##### The data #####

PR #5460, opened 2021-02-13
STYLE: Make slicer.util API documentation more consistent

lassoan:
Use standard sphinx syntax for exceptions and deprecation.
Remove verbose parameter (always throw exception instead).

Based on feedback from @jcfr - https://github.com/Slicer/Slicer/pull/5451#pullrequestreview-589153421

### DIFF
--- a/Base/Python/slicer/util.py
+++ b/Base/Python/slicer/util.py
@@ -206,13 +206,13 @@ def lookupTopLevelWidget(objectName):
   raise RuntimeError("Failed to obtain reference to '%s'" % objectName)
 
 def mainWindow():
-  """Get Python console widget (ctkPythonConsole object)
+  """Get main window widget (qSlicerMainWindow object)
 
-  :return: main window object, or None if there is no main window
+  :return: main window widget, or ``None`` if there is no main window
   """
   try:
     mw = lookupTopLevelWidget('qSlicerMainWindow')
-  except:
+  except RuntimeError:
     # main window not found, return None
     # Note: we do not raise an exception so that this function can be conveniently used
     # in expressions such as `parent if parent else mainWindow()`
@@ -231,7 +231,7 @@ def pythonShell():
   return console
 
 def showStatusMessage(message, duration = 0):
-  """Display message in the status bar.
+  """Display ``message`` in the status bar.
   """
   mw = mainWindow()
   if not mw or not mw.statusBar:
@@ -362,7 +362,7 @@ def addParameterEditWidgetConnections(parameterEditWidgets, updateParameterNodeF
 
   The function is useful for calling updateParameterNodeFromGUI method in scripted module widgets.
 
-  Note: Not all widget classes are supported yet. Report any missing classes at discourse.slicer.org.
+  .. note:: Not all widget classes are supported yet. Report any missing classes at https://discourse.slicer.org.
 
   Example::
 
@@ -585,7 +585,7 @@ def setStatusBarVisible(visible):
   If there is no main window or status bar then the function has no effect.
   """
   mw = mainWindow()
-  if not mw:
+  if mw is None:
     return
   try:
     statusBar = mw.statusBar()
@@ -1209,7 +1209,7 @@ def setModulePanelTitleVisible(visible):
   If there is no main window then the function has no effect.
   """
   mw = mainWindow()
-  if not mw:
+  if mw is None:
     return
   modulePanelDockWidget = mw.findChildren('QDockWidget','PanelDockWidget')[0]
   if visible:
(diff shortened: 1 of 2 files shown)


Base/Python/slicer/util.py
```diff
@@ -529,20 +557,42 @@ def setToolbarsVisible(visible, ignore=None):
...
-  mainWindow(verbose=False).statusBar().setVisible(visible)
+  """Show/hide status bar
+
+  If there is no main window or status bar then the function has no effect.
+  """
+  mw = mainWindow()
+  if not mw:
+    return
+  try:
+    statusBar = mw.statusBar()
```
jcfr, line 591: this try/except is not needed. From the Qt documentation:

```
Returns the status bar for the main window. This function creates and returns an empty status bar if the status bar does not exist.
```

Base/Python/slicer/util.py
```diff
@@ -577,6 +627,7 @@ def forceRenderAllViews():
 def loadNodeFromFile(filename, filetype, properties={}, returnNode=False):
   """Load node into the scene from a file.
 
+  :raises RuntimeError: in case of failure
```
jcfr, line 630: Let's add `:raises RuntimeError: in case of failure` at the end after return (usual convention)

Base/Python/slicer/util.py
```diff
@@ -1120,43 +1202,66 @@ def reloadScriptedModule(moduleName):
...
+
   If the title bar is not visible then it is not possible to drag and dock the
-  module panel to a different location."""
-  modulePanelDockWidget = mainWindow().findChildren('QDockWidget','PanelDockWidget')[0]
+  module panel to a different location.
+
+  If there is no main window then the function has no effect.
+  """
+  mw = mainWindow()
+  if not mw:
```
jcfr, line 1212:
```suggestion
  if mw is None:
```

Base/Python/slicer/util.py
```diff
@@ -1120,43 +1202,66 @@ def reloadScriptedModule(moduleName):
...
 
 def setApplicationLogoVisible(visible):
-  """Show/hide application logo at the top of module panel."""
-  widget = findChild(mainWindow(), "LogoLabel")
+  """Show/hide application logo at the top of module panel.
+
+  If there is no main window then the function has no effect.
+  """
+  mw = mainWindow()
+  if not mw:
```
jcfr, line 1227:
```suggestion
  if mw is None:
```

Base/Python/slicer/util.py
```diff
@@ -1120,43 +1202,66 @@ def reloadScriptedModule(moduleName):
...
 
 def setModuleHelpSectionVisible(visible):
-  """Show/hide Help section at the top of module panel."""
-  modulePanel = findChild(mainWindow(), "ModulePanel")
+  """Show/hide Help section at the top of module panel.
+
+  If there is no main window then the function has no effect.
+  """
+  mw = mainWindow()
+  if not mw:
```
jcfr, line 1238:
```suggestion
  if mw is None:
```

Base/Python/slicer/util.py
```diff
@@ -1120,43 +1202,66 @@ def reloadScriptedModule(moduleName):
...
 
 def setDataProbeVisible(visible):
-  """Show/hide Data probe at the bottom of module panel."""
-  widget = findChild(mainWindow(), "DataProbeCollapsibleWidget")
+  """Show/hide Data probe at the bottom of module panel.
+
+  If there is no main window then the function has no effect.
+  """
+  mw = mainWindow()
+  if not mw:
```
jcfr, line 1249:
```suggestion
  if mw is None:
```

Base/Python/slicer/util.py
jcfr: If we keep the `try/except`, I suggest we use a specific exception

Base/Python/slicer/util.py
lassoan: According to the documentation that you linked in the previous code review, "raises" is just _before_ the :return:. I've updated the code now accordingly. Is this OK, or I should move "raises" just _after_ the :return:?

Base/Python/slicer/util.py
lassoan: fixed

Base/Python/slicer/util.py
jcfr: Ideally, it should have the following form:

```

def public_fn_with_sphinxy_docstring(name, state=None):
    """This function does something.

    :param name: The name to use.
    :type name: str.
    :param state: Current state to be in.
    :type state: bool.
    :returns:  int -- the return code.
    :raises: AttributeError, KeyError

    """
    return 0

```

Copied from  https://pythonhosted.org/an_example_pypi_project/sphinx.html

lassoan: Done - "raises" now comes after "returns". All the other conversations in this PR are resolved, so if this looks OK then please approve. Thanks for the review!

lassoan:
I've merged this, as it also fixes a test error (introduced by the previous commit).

#####

**Task directions:**
Tally the lines above that include "supported", and reply with only the tally.

**Answer for this exercise:**
2